(Stored items)
____
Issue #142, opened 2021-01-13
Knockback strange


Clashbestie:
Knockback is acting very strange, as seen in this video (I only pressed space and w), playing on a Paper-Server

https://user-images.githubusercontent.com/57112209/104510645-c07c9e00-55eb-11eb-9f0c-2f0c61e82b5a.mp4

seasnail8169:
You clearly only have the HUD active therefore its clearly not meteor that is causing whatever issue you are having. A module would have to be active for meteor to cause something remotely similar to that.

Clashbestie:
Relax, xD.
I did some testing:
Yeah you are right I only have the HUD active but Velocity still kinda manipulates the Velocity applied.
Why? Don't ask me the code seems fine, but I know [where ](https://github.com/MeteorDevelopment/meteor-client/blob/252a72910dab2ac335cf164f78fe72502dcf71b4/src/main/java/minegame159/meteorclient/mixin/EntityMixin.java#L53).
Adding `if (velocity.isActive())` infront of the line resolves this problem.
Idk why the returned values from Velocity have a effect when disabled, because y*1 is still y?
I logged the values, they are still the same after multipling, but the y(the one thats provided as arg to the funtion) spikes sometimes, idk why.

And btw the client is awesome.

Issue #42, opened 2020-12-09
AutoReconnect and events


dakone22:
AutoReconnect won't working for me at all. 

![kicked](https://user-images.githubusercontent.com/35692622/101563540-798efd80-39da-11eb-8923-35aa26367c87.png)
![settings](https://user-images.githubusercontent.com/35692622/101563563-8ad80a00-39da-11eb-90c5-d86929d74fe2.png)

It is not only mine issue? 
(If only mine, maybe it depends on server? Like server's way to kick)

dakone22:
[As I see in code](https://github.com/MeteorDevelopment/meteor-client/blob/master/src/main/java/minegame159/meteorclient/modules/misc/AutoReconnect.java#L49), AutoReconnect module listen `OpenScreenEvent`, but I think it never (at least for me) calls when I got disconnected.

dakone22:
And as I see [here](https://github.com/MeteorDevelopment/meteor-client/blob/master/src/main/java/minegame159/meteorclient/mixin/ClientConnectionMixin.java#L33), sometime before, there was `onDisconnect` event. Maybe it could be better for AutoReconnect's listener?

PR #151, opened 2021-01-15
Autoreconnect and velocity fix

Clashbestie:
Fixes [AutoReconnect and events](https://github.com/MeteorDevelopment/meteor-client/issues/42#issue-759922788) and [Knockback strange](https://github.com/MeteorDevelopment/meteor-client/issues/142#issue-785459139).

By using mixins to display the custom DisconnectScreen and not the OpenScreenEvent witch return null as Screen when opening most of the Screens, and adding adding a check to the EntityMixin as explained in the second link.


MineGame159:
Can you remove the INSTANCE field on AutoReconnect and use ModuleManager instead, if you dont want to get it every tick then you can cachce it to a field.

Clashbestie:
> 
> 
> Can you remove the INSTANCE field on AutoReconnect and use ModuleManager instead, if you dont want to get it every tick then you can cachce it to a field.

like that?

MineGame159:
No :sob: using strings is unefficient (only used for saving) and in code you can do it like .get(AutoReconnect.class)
____
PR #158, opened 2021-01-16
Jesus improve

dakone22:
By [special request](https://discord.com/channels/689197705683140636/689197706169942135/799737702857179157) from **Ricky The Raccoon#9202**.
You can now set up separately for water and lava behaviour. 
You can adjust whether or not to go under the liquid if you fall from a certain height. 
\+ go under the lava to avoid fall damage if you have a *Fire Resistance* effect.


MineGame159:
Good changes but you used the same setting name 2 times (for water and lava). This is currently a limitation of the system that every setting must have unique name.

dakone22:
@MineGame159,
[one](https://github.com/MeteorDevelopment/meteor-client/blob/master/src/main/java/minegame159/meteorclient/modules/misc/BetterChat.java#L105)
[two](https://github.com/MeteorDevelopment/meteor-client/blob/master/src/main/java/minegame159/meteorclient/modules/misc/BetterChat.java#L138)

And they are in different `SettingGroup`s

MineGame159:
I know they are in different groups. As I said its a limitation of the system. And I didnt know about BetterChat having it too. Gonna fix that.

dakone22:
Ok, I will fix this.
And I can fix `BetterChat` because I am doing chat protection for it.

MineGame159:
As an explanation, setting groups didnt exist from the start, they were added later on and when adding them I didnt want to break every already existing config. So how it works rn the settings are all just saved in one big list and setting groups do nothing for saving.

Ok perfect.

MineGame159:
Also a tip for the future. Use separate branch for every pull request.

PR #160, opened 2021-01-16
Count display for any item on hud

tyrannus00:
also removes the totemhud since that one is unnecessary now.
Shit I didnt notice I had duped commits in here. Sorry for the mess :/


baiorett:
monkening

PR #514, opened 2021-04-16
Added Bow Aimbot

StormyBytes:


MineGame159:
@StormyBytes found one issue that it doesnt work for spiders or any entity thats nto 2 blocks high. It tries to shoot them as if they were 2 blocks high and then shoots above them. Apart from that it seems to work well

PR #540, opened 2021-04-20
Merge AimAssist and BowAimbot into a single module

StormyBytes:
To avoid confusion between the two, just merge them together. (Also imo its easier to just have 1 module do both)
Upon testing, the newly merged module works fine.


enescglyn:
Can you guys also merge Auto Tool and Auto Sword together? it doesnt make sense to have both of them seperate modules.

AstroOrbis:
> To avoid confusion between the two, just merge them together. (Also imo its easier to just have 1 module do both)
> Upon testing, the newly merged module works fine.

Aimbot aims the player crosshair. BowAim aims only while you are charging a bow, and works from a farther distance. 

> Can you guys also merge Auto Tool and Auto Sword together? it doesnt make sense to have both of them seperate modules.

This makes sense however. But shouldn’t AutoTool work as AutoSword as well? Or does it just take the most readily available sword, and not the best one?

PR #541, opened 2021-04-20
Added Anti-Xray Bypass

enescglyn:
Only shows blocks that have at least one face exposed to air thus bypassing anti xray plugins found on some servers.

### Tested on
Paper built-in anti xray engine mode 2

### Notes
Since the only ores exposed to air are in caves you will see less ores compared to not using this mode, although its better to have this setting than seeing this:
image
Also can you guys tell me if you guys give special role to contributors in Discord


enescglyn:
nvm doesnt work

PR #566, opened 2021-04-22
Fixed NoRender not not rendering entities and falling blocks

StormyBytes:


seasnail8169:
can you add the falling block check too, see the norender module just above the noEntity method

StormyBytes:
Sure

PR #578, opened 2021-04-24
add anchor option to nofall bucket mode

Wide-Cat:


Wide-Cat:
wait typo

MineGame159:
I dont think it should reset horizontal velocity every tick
____
Work instruction: Copy the lines of the data above exactly as written, beginning with the line containing "Issue #142, opened 2021-01-13" and ending with the line containing "Issue #42, opened 2020-12-09", and leave out all other lines.

Response to this task:
Issue #142, opened 2021-01-13
Knockback strange


Clashbestie:
Knockback is acting very strange, as seen in this video (I only pressed space and w), playing on a Paper-Server

https://user-images.githubusercontent.com/57112209/104510645-c07c9e00-55eb-11eb-9f0c-2f0c61e82b5a.mp4

seasnail8169:
You clearly only have the HUD active therefore its clearly not meteor that is causing whatever issue you are having. A module would have to be active for meteor to cause something remotely similar to that.

Clashbestie:
Relax, xD.
I did some testing:
Yeah you are right I only have the HUD active but Velocity still kinda manipulates the Velocity applied.
Why? Don't ask me the code seems fine, but I know [where ](https://github.com/MeteorDevelopment/meteor-client/blob/252a72910dab2ac335cf164f78fe72502dcf71b4/src/main/java/minegame159/meteorclient/mixin/EntityMixin.java#L53).
Adding `if (velocity.isActive())` infront of the line resolves this problem.
Idk why the returned values from Velocity have a effect when disabled, because y*1 is still y?
I logged the values, they are still the same after multipling, but the y(the one thats provided as arg to the funtion) spikes sometimes, idk why.

And btw the client is awesome.

Issue #42, opened 2020-12-09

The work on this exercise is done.